The amplitude of the down jump in Cdc2 activity is less than that of the up jump. Samples from cycling extracts prepared as in Fig. 2 were analyzed for Cdc2 kinase activity as measured by incorporation of ³²P from [γ-³²P]ATP into histone H1. (a) Activation threshold as in Fig. 2a. (b) Inactivation threshold as in Fig. 2b. Experimental data (black bars) are compared with numerical simulations of the Novak–Tyson model (white bars). Extracts are labeled M when >90% nuclei on a slide appear mitotic (condensed chromatin, no nuclear envelope). In extract labeled I/M (b), 58% nuclei were in mitosis.

Figure 4

The threshold concentration of cyclin B to enter mitosis I is higher than the threshold to exit meiosis II. (a) To measure the cyclin threshold for exit from meiosis II, CSF extract was supplemented with CHX and Δcyclin B, then released from CSF arrest by addition of calcium (at t = 0) and photographed under fluorescence microscopy at 50 min. (b) To measure the cyclin threshold for entry into mitosis I, Δcyclin B was added to CHX-treated CSF-released extract at 50 min (when extract was in interphase), and nuclei were photographed at 120 min. Thresholds in a and b were measured in the same extract preparation. Triangles denote threshold concentrations. (Scale bar = 50 μm.) (c) Extracts prepared as in a and b, without exogenous cyclin, were immunoblotted for endogenous cyclin B1.

Figure 5

The cyclin threshold for Cdc2 activation is raised by unreplicated DNA. CSF-released extracts containing 1,200 nuclei per μl were supplemented at 0 min with CHX, APH, or both (CHX + APH). ΔCyclin B was added at 40 min (interphase). Photographs of sperm nuclei were taken under fluorescence microscopy at 140 min. Extracts are labeled M when >90% nuclei on a slide appear mitotic. Triangle denotes threshold concentration of cyclin. (Scale bar = 50 μm.)

Figure 6

Cdc2 activation exhibits a critical slowing down near the activation threshold concentration of cyclin B. CSF-released extracts were supplemented with CHX at 0 min and Δcyclin B at 30 min (interphase). Control extract lacking CHX entered mitosis at 90 min. Samples were collected every 15 min for microscopic analysis of nuclear morphology (a) and histone H1 kinase activity (b). In a, at each time is indicated the percent of nuclei (of 50 scored) that had undergone nuclear envelope breakdown and chromatin condensation.

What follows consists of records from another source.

PR #1433, opened 2022-07-18
Add a tree viewer UI for the evaluator logs

angelapwen:
This PR is the first iteration for a tree viewer for evaluator logs. All below feature are gated behind canary 🐦  

Upon extension startup, a container for the tree visualizer can be seen (similarly to the AST Viewer):
startup-container

There is a new command for each query run in the Query History view called "Show Evaluator Log (UI)":
viewer-command

When the command is clicked, the visualizer view for a single query run is created based off of the JSON parsed in #1405:
viewer

If the query run did not have any applicable data (ie. we hit the cache) the tree will simply say "No predicates evaluated in this query run.": 
no-predicates-viewer

The PR includes integration tests for the tree builder and viewer code, and relies on unit tests from #1405 to determine correctness. 

**Not in scope, for follow-up PRs:**

- suggested by @adityasharad: Cache the parsed data, without re-parsing each time we call `getRoots` similar to `astBuilder.getRoots()`
- Allow multiple query runs' logs to be visualized at once — some more design discussions needed on when trees are added to the visualizer (upon clicking the command?). At that point we would also want to distinguish two runs of the same query from one another — maybe with the evaluation start time. 
- suggested by @edoardopirovano: sort the tree view by time spent evaluating the predicate. This would make it easier to find predicates that are causing performance problems, which is often the goal of someone digging through this data.
- "Copy text" command — in case a user wants to search logs themselves and would like to get the predicate name easily.
- "Jump to query history item" command — to better materialize the relationship between query history items and visualizer items 
- "Jump to log" command — because this viewer is created with the JSON summary log, there are some design considerations around which log the user would like to jump to. Currently the viewer is only expected to view the JSON raw log and the human-readable summary log.

## Checklist


adityasharad:
>  🐞 / UI ❓: currently there is a button for "Show Evaluator Log Visualizer" in the view (see first screenshot above) that doesn't work when clicked. Does it make sense to just remove it? Should the button show the visualizer for the last query in the query history view?

What does the equivalent button for the AST viewer do when there is no source file selected? And can we conditionally hide/show suggestions in welcome views?

> UI ❓: the current design only allows for 1 query run's log to be visualized at a time. Ideally we would be able to view multiple query runs' visualizations at once (with each run being a root-level element of the tree). Is this worth doing in the current PR, or a follow-up?

Definitely a follow-up. We can always assume that there is a single run at a time. In practice that usually means only one query, but in future we can attempt to handle the case where the run involved an entire folder of queries.

> We do not have any tests 🧪 for this visualizer. Is it necessary to add tests for correctness given that the correctness of data parsed was already tested in https://github.com/github/vscode-codeql/pull/1405? What about UI tests?

Yes, I agree the correctness tests should go in the set of unit tests you already wrote. We don't have true UI tests for the extension. A middle ground worth adding in this PR is an integration test that creates a query run and attempts to call your new command -- see what we do for the AST viewer.

angelapwen:
> What does the equivalent button for the AST viewer do when there is no source file selected? And can we conditionally hide/show suggestions in welcome views?
> 
> >

It shows the following warning.
Screen Shot 2022-07-18 at 6 33 55 PM
The warning that the current change in this PR defaults to is the one that happens when the log is still being generated (something like the log is not ready yet), which is not ideal, but makes sense for the case where the log generation is still being run. That's why I thought it might make sense to just remove the button altogether here. I can't imagine too many cases where someone would want to click the button to visualize a log without selecting a specific run.


> Definitely a follow-up. We can always assume that there is a single run at a time. In practice that usually means only one query, but in future we can attempt to handle the case where the run involved an entire folder of queries.
> 
> >
Ok, that makes sense. In this situation we have the query showing up in each root element of the visualizer — the element has the form `$PREDICATE - $SIZE tuples in $TIME ms for query $QUERY`, but `$QUERY` is always the same. Perhaps it would be better to show the query name along with the log name in the top tree message?


> Yes, I agree the correctness tests should go in the set of unit tests you already wrote. We don't have true UI tests for the extension. A middle ground worth adding in this PR is an integration test that creates a query run and attempts to call your new command -- see what we do for the AST viewer.

I can look into adding these tomorrow 😸

angelapwen:
>  🐞: there is an error when attempting to load a new view of a query that wasn't the first query to be visualized after startup. The error is specifically around registering the command to clear the visualizer when it is already registered:

This bug is resolved — I worked out that the command is registered every time the visualizer's constructor was called, which was every time the command was run. I'm now initializing the visualizer upon extension startup. 

>  🐞: when loading the view, I get this error popup but not further information in the logs.

I am now no longer getting this error popup so marking this resolved for now.

angelapwen:
>  🐞 / UI ❓: currently there is a button for "Show Evaluator Log Visualizer" in the view (see first screenshot above) that doesn't work when clicked. Does it make sense to just remove it? Should the button show the visualizer for the last query in the query history view?

I couldn't think of a good reason for the button to be there other than that it looks slightly more aesthetically pleasing and would match the AST Viewer container more. I removed the button so that the container looks like this upon startup: 
container-startup

extensions/ql-vscode/src/vscode-tests/no-workspace/eval-log-visualizer.test.ts
```diff
@@ -0,0 +1,81 @@
...
+    
+        expect((visualizer as any).treeDataProvider.roots).to.eq(roots);
+        expect((visualizer as any).treeView.message).to.eq(`Visualizer for ${evalLogPath}`);
+    });
+
+    it('should clear the visualizer\'s roots', () => {
+        // REVIEW: I can't call visualizer.clear() here unless I make the function public, but
+        // I'm not sure it's worth making it public just for the sake of testing. Or is there a 
+        // way to call the "Clear" command in these tests?
+    });
```
angelapwen, line 80: See comment

extensions/ql-vscode/src/vscode-tests/no-workspace/eval-log-tree-builder.test.ts
```diff
@@ -0,0 +1,56 @@
...
+            predicateName: 'quick_eval#query#ffffffff',
+            millis: 1,
+            resultSize: 596,
+            ra: 
+                    { pipeline: [
+                        '{1} r1',
+                        '{2} r2',
+                        'return r2'
+                    ] }
+        }
```
angelapwen, line 31: I'm having an issue with the formatting of the data in this integration test, again related to the ra field — the current format is what is actually passed into the tree builder and parsed (correctly); I have copied it from debugging. But this doesn't compile as `ra` expects a `Map` type rather than an object. 

When I use the following format which compiles:
```
ra: 
   new Map (Object.entries(
      { pipeline: [
           '...', '...', '...'
      ] }
    ))
```

then the code in the builder that actually parses the items is unable to parse the `Map` because it expects an `Object` that it then uses `Object.entries` on rather than a `Map`.

I'm not really sure how to resolve this issue to get the test to both run correctly and compile, but feel there should be a simple solution 🤔

adityasharad: As suggested elsewhere, I think changing `Map` to `Record` in the expected interface will resolve this. `Map` is a concrete class from JS (in particular it has a hash implementation), whereas `Record` is a more permissive interface from TS that can be satisfied by any object.

extensions/ql-vscode/src/query-history.ts
```diff
@@ -904,7 +913,37 @@ export class QueryHistoryManager extends DisposableObject {
...
+  ) {
+    const { finalSingleItem, finalMultiSelect } = this.determineSelection(singleItem, multiSelect);
+    // Only applicable to an individual local query
+    if (!this.assertSingleQuery(finalMultiSelect) || !finalSingleItem || finalSingleItem.t !== 'local') {
+      return;
+    }
+
+    // If visualizer data in memory does exist, then build tree and display
+    if (finalSingleItem.evalLogVisualizerData) {
+      const evalLogTreeBuilder = new EvalLogTreeBuilder(finalSingleItem.evalLogVisualizerData);
```
adityasharad, line 933: My previous comment about caching is not relevant yet, because I see we are constructing a fresh builder here each time we run the command. Let's not complicate it further, but there might be room to make this faster in future.

extensions/ql-vscode/src/vscode-tests/no-workspace/eval-log-visualizer.test.ts
adityasharad: Try disposing the visualiser and then inspecting its roots? Otherwise just make the clear function public, with a comment that it's for testing.

adityasharad (commented):
Nice work. A lot of comments but I think you're on the right track.

The most complex part is the machinery for creating the tree builder and passing around the log items in memory -- I think that could be simplified (or cached), but it is better to revisit that separately.

extensions/ql-vscode/src/vscode-tests/no-workspace/eval-log-tree-builder.test.ts
angelapwen: Interesting, I didn't know about `Record` — this worked! Thank you.

extensions/ql-vscode/src/pure/log-summary-parser.ts
```diff
@@ -2,35 +2,31 @@ import * as os from 'os';
...
     predicateName: string;
     millis: number;
     resultSize: number;
-    ra: Pipelines;
-}
-  
-interface Pipelines {
     // Key: pipeline identifier; Value: array of pipeline steps 
-    pipelineNamesToSteps: Map<string, string[]>;
+    ra: Map<string, string[]>;
```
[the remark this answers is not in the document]
angelapwen: Made this change in a separate commit~

extensions/ql-vscode/package.json
```diff
@@ -533,6 +534,10 @@
         "command": "codeQLQueryHistory.showEvalLogSummary",
         "title": "Show Evaluator Log (Summary)"
       },
+      {
+        "command": "codeQLQueryHistory.showEvalLogVisualizer",
+        "title": "Show Evaluator Log (Visualizer)"
```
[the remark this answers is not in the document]
angelapwen: Just as a note, the summary file we are exposing to users (at least up until now) isn't the summary JSON file — it's the "human-readable" text version of the summary file. Our assumption was that users would prefer to have a easily consumable version of the summary. 

I _could_ change it to display the summary JSON file (which is used to build the UI) — this would align better with a future "jump to log" command in the UI. Right now, the log it would "jump to" would be neither one of the logs shown with other commands, which would be really confusing.

On the other hand, we could defer that change until the "jump to log" command is actually implemented. In that case maybe the commands could be `Raw JSON`, `Summary Text`, and `UI`?

extensions/ql-vscode/src/eval-log-tree-builder.ts
```diff
@@ -0,0 +1,52 @@
...
+        const roots: EvalLogTreeItem[] = [];
+
+        // For each item, create a TreeItem object with appropriate parents/children 
+        this.evalLogDataItems.forEach(logDataItem => {
+
+            // TODO(angelapwen): Once the viewer can show logs for multiple queries, then queries should be the root level.
+            // Every object is a root except the RA for now
+            const label = `${logDataItem.predicateName} - ${logDataItem.resultSize} tuples in ${logDataItem.millis} ms for query ${logDataItem.queryCausingWork}`;
+            const rootItem: EvalLogTreeItem = {
+                label: label,
```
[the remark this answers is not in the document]
angelapwen: 🧠 thank you!

extensions/ql-vscode/src/eval-log-tree-builder.ts
```diff
@@ -0,0 +1,52 @@
...
+                children: [] // Will assign pipeline items as children shortly.
+            };
+
+            for (const [pipelineName, steps] of Object.entries(logDataItem.ra)) {
+                const pipelineLabel = `Pipeline ID: ${pipelineName}`;
```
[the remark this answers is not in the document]
angelapwen: Many pipelines are simply named `pipeline` and I think `Pipeline pipeline` is a bit confusing. I'll try `Pipeline:` then?

extensions/ql-vscode/src/eval-log-visualizer.ts
```diff
@@ -0,0 +1,96 @@
...
+            : TreeItemCollapsibleState.None;
+        const treeItem = new TreeItem(element.label || '', state);
+        treeItem.tooltip = `${treeItem.label} || ''}`;
+        return treeItem;
+    }
+
+    getChildren(element?: EvalLogTreeItem): ProviderResult<EvalLogTreeItem[]> {
+        // If no item is passed, return the root.
+        if (!element) {
+            return this.roots ? this.roots : [];
```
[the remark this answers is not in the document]
angelapwen: Added in separate commit! Thanks

extensions/ql-vscode/src/eval-log-tree-builder.ts
```diff
@@ -0,0 +1,52 @@
...
+    }
+
+    private async parseRoots(): Promise<EvalLogTreeItem[]> {
+        const roots: EvalLogTreeItem[] = [];
+
+        // For each item, create a TreeItem object with appropriate parents/children 
+        this.evalLogDataItems.forEach(logDataItem => {
+
+            // TODO(angelapwen): Once the viewer can show logs for multiple queries, then queries should be the root level.
+            // Every object is a root except the RA for now
```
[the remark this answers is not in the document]
angelapwen: Ah, I meant that the RA field (which creates a `pipeline` and `steps` children) is the only field that doesn't produce a root item for the tree. I see your other comment about making the root object the name of the query run, though, so this comment will be removed regardless.

extensions/ql-vscode/src/eval-log-tree-builder.ts
```diff
@@ -0,0 +1,52 @@
...
+        
+                steps.forEach( (step: string) => {
+                    const stepLabel = step;
+                    const stepItem: ChildEvalLogTreeItem =  {
+                        label: stepLabel,
+                        parent: pipelineItem,
+                        children: []
+                    };
+                    pipelineItem.children.push(stepItem);
+                });
```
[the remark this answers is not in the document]
angelapwen: Oops, I committed this but reverted because of a type issue. `steps.map(...)` returns a `void[]` but it needs to be a `ChildEvalLogTreeItem[]`. I tried a few different type coercions/ways to get each item in the array to be of type `ChildEvalLogTreeItem` but I'm not sure if I'm just not finding the right syntax or if this isn't possible 😄

edoardopirovano:
Firstly, very nice work! I played around with this a bit and it's super cool, very much looking forward to having this in a release. I haven't reviewed the code for this since Aditya left many useful comments that you're still working through. I do have a few pointers on polishing the UX after using this a bit, though. Please don't consider any of these blocking in any way, they're merely suggestions.

- The right click in Query History is gated behind the canary flag, but the panel is not. This is potentially quite confusing because the panel tells you to right click to populate it. We should hide either both or neither.
- If a run evaluated nothing (e.g. we hit the cache) we get a strangely empty panel with just the log name, maybe we could show something nicer here? I'm thinking of a message like `No predicates evaluated in this run.`
- I agree with your point above that showing the query name rather than the log file name at the top of the panel would be more helpful since the file is always just called `evaluator-log.jsonl`.
- There's lots of follow-up work I would consider. Along with the things you have already mentioned in the PR description, I would suggest that a hopefully fairly simple change that could be a big UX improvement would be an option to sort the tree view by time spent evaluating the predicate. This would make it easier to find predicates that are causing performance problems, which is often the goal of someone digging through this data.

extensions/ql-vscode/src/eval-log-tree-builder.ts
```diff
@@ -0,0 +1,52 @@
...
+
+    private async parseRoots(): Promise<EvalLogTreeItem[]> {
+        const roots: EvalLogTreeItem[] = [];
+
+        // For each item, create a TreeItem object with appropriate parents/children 
+        this.evalLogDataItems.forEach(logDataItem => {
+
+            // TODO(angelapwen): Once the viewer can show logs for multiple queries, then queries should be the root level.
+            // Every object is a root except the RA for now
+            const label = `${logDataItem.predicateName} - ${logDataItem.resultSize} tuples in ${logDataItem.millis} ms for query ${logDataItem.queryCausingWork}`;
```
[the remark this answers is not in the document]
angelapwen: That makes sense. I have updated the code to make the root level the query being evaluated for now. It's not quite specific to an individual run, though — in the future if someone is hoping to compare/contrast two runs, the root labels would be the same. 

I don't think we have a unique identifier for the run, but perhaps something like `$QUERY at $START+TIME` would suffice? cc @edoardopirovano for additional UX input here 😸

angelapwen:
Thanks both for the reviews! I've marked 'resolved' the comments I've already addressed and I haven't forgotten about the remainder of them — working on them/will get to them soon.

I'll take a look at the UX suggestions from @edoardopirovano as well. I've addressed one: 
> I agree with your point above that showing the query name rather than the log file name at the top of the panel would be more helpful since the file is always just called evaluator-log.jsonl.

Since we decided to make the root-level of the tree the query name for now (in the future maybe query name + start time of run if a user decides to view multiple runs of the same query file at the same time), I made the 'message' just `Visualizer for query:` (in the future `queries`).

Eg: 
new-container-message

extensions/ql-vscode/package.json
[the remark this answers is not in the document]
adityasharad: Ah! I hadn't realised the summary was text. You are right of course. I like the distinction of `Raw JSON`, `Summary Text`, and `UI`.

angelapwen:
> The right click in Query History is gated behind the canary flag, but the panel is not. This is potentially quite confusing because the panel tells you to right click to populate it. We should hide either both or neither.
I've gated the panel/view for the visualizer behind the canary flag as well. It ended up being easy to do with the `when` context clause! Thanks for catching 😄

extensions/ql-vscode/src/eval-log-tree-builder.ts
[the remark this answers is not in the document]
adityasharad: Ugh my fault for not trying it out myself. Put an extra pair of parentheses around the `{}` object, so you get
```js
steps.map((step: string) => ({
  label: step,
  parent: pipelineItem,
  children: []
}));
```

Without the extra parentheses, I think the opening `{` is treated as starting the body of a function (which has no return statement, hence the `void` type), instead of starting an object literal like we intended.

(The `: string` type annotation is optional btw; TS will infer it.)

angelapwen:
> If a run evaluated nothing (e.g. we hit the cache) we get a strangely empty panel with just the log name, maybe we could show something nicer here? I'm thinking of a message like `No predicates evaluated in this run`.

Thanks for catching this ✨ I tried out a few different experiences, including simply having that message at the top of the panel, but decided to make it a child tree item of the root query item so that in the future it'll be easier to display it for multiple queries at a time. 

With predicates — 
Screen Shot 2022-07-21 at 10 59 44 AM

Without predicates — 
Screen Shot 2022-07-21 at 11 00 09 AM

While I did that, I realized that I could take the query name from the Extension rather than the log itself, and stopped parsing the query causing work from the log. Now the query names in the visualizer match those in the query history view which I think is nice (eg. it preserves whether it is a quick eval or not in the name, and which line), but without the information about the database it was run on and total query time. 

Another item to add to the future improvements list could be a jump-(back)-to-query-history-item command to make the relationship even more clear.

extensions/ql-vscode/package.json
```diff
@@ -608,6 +613,14 @@
           "light": "media/light/clear-all.svg",
           "dark": "media/dark/clear-all.svg"
         }
+      },
+      {
+        "command": "codeQLEvalLogVisualizer.clear",
```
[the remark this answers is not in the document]
angelapwen: 👍 I've done all the renaming internally now — I stuck with "viewer" for the container to match the AST viewer. The user-visible text always says "evaluator log" but internally I used "eval log" so the variable names weren't quite so long. 

The only user-visible text that doesn't say "Viewer" is the command we discussed below that now says "Show Evaluator Log (UI)".

Screen Shot 2022-07-21 at 11 57 01 AM

extensions/ql-vscode/package.json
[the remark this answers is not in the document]
angelapwen: Done 😄

extensions/ql-vscode/src/eval-log-tree-builder.ts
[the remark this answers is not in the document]
angelapwen: Ah, I see! I had thought that it was an object of type `void` because TypeScript couldn't figure out how to make it of type `ChildEvalLogTreeItem[]` but it was actually inferring that it was a function returning `void` 🤯 

have made the change now.

extensions/ql-vscode/src/run-queries.ts
```diff
@@ -357,15 +357,15 @@ export class QueryEvaluationInfo {
...
     void cliServer.generateJsonLogSummary(this.evalLogPath, this.jsonEvalLogSummaryPath)
-      .then(() => {         
+      .then(() => {
         // TODO(angelapwen): Stream the file in. 
         fs.readFile(this.jsonEvalLogSummaryPath, (err, buffer) => {
           if (err) {
             throw new Error(`Could not read structured evaluator log summary JSON file at ${this.jsonEvalLogSummaryPath}.`);
           }
-          parseVisualizerData(buffer.toString()); // Eventually this return value will feed into the tree visualizer.
+          queryInfo.evalLogVisualizerData = parseVisualizerData(buffer.toString());
```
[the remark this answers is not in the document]
angelapwen: I ended up moving this method to `query-history.ts`, triggered only when the viewer command is clicked, so that I could avoid passing around all of the data in the `queryInfo` as you mentioned earlier. Now, the JSON summary log for the viewer is generated here (in canary mode) but it isn't read until the command is clicked. 

I think the parsing logic makes more sense in the Query History view anyway as well 😄

angelapwen:
I think I've addressed all comments above. The most recent screenshots in the PR comments should be the most up-to-date. (I will make sure to update the PR body with the final screenshots before merging to prevent future confusion about what changes went in in this PR). I also added all the follow-up issues/PRs that came up during this PR's review in the PR body to track for the future.

Marking for re-review now ✨ thank you!

extensions/ql-vscode/src/eval-log-tree-builder.ts
```diff
@@ -0,0 +1,66 @@
+import { ChildEvalLogTreeItem, EvalLogTreeItem } from './eval-log-viewer';
+import { EvalLogData as EvalLogData } from './pure/log-summary-parser';
+
+export default class EvalLogTreeBuilder {
```
adityasharad, line 4: Or something to this effect.
```suggestion
/** Builds the tree data for the evaluator log viewer for a single query run. */
export default class EvalLogTreeBuilder {
```

extensions/ql-vscode/src/eval-log-tree-builder.ts
```diff
@@ -0,0 +1,66 @@
...
+
+    // Once the viewer can show logs for multiple queries, there will be more than 1 item at the root
+    // level. For now, there will always be one root (the one query being shown).
+    const queryItem: EvalLogTreeItem = {
+      label: this.queryName,
+      children: [] // Will assign predicate items as children shortly.
+    };
+
+    // Display descriptive message when no data exists 
+    if (this.evalLogDataItems.length == 0) {
```
adityasharad, line 28: Minor: I find it useful to avoid `==`, since there's a risk of surprise when an argument is `null` or `undefined`. Either `!this.evalLogDataItems.length` or `this.evalLogDataItems.length === 0` will do.

extensions/ql-vscode/src/eval-log-viewer.ts
```diff
@@ -0,0 +1,92 @@
...
+// Manages a tree viewer of structured evaluator logs.
+export class EvalLogViewer extends DisposableObject {
+  private treeView: TreeView<EvalLogTreeItem>;
+  private treeDataProvider: EvalLogDataProvider;
+
+  constructor() {
+    super();
+
+    this.treeDataProvider = new EvalLogDataProvider();
+    this.treeView = window.createTreeView('codeQLEvalLogViewer', {
```
adityasharad, line 58: Do we need to dispose the tree view when this object is disposed?

extensions/ql-vscode/src/run-queries.ts
```diff
@@ -204,8 +203,9 @@ export class QueryEvaluationInfo {
         });
         if (await this.hasEvalLog()) {
           this.displayHumanReadableLogSummary(queryInfo, qs);
-          if (config.isCanary()) {
-            this.parseJsonLogSummary(qs.cliServer);
+          if (config.isCanary()) { // Generate JSON summary for viewer.
+            void qs.cliServer.generateJsonLogSummary(this.evalLogPath, this.jsonEvalLogSummaryPath);
```
adityasharad, line 207: How come we don't need to `await` this?

extensions/ql-vscode/src/run-queries.ts
```diff
@@ -353,26 +353,6 @@ export class QueryEvaluationInfo {
...
-        // TODO(angelapwen): Stream the file in. 
-        fs.readFile(this.jsonEvalLogSummaryPath, (err, buffer) => {
-          if (err) {
-            throw new Error(`Could not read structured evaluator log summary JSON file at ${this.jsonEvalLogSummaryPath}.`);
-          }
-          parseVisualizerData(buffer.toString()); // Eventually this return value will feed into the tree visualizer.
-        });
-      })
-      .catch(err => {
-        void showAndLogWarningMessage(`Failed to generate JSON structured evaluator log summary. Reason: ${err.message}`);
```
adityasharad, line 372: You lose this error handler, but I think that's covered by the CLI server's default error handling.

adityasharad (approved):
Great work! Some outstanding minor comments.

extensions/ql-vscode/src/eval-log-tree-builder.ts
angelapwen: Thanks! I was just thinking that I didn't add many class- or function-level comments this time around. I'll do a final check for other places where comments might be helpful before merging.

extensions/ql-vscode/src/run-queries.ts
angelapwen: Hm — I was thinking that because the viewer doesn't need to populate its data until the command is clicked, it might be fine to not `await` it for now (while the query is run) to help the query finish execution more quickly.

On the other hand, I can see that it may take a really long time to generate the log summary and then the user would repeatedly hit the error message that the data is not ready. I'll change it to `await` as this is under canary mode anyway. We can see if we get reports that the double summary generation is taking too long.

extensions/ql-vscode/src/run-queries.ts
angelapwen: I thought this would be ok given the user doesn't really know that there is a JSON structured log summary that the viewer is going to consume (it may unnecessarily consume them given that they can still view the raw JSON and summary text logs).

extensions/ql-vscode/src/eval-log-viewer.ts
adityasharad: Hah so it is!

The extract was qualitatively scored as entering mitosis (boxed numbers) when >40% of the nuclei had condensed chromatin and no nuclear envelope. (c) Experimental data (symbols) from b are displayed alongside simulations of the Novak–Tyson model (curves). (d) Histone H1 kinase activity measured in an extract collected every 10 min with varying concentrations of Δcyclin B added at 35 min. M = time when nuclear morphology first indicated mitosis. Arrows denote addition of Δcyclin B in b and d. The preparation of Δcyclin B used in d was more active than the others, resulting in a lower activation threshold.